Breed v. City of Lynn

Soule, J.

This petition to the Superior Court for the revision by a jury of an assessment of betterments, under the St. of 1871, e. 382, is not a civil action, within the meaning of that term as used in the Gen. Sts. e. 156, § 1; and the right of the prevailing party to costs, in proceedings under such petition, is not determined by that section. It is not a new and original action, nor a process to reverse a judgment already rendered, but is only a step in the cause begun before the proper board of officers of the city of Lynn, which suspends all proceedings to enforce the assessment by that board, until final action on the *291petition is had. In this respect it is analogous to the application of a landowner for a jury to assess his damages for land taken for a highway, or for a railroad. New Haven & Northampton Co. v. Northampton, 102 Mass. 116. Commonwealth v. Boston & Maine Railroad, 3 Cush. 25, 55. Williams v. Taunton, ante, 287.

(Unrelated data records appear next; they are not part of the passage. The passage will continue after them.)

PR #29479, opened 2024-04-07
all: replace path.Join with filepath.Join

imalasong:
path.Join will have a '/' file separator in the window environment

image

### DIFF
--- a/core/blockchain_sethead_test.go
+++ b/core/blockchain_sethead_test.go
@@ -22,7 +22,7 @@ package core
 import (
 	"fmt"
 	"math/big"
-	"path"
+	"path/filepath"
 	"strings"
 	"testing"
 	"time"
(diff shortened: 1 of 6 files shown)


rjl493456442 (approved):
Would be nice to find out all and replace them in a single pr?

imalasong:
> Would be nice to find out all and replace them in a single pr?



> Would be nice to find out all and replace them in a single pr?

Have all the places in the project where 'path.Join()' is used been replaced with 'filepath.Join()'?

 I have also noticed these places, but I am not sure if I should modify them
 
 
image

holiman:
> I have also noticed these places, but I am not sure if I should modify them


```
// The path package should only be used for paths separated by forward
// slashes, such as the paths in URLs. This package does not deal with
// Windows paths with drive letters or backslashes; to manipulate
// operating system paths, use the [path/filepath] package.
```
Anywhere we're dealing with the filesystem, it should use `filepath`, but if we're dealing with URLs, it should be `path`. I can push . As far as I can tell, all those locations should use `filepath`.

rjl493456442 (approved):
Thank you!

imalasong:
> Thank you!

Thank you for your guidance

The only provision of statute, relating in terms to the recovery of costs by either party, in petitions like that under consideration, is contained in § 8 of the statute under which the petition is made, and gives costs to the petitioner if the jury reduces the amount of the assessment, and costs to the respondent if the jury does not reduce the amount of the assessment. This provision clearly applies only to those cases in which the jury passes on the question, whether the assessment complained of is excessive or not, and imports that the amount assessed by the jury is to be compared with that assessed by the board of city officers. Drury v. Boston, 101 Mass. 439. It cannot be invoked to determine the right of either party to costs, where the petition is disposed of without any action by the jury.

If the case had gone to the jury, it would not have been open to the petitioner to question the validity of the proceedings of the city officers in making the assessment. The only question to be tried would have been the question whether the assessment was excessive or not, and the burden would have been on the petitioner to prove that it was so. The question of the validity of the proceedings in making the assessment could be tried only on a petition for certiorari. Bigelow v. Boston, 120 Mass. 326. Hitchcock v. Aldermen of Springfield, 121 Mass. 382. The petition assumed the validity of the proceedings by the city officers. It was competent, therefore, for the respondent to show to the court that, on due proceedings had before the proper tribunal since the petition was made, the proceedings in which the assessment was made had been quashed, and become null and void. This being done, the case stood in a situation for which no provision as to costs exists in the St. of 1871, and the ruling was correct that neither party was entitled to costs thereunder.

Neither party can sustain its exceptions, on the ground that the provisions of the Gen. Sts. c. 156, § 16, reach the case, because, even if that section is applicable, it makes the allow*292anee of costs, in cases where no express provision therefor is made, a matter of discretion, and to the decision of the court in matters of discretion no exception lies.

Exceptions of both parties overruled.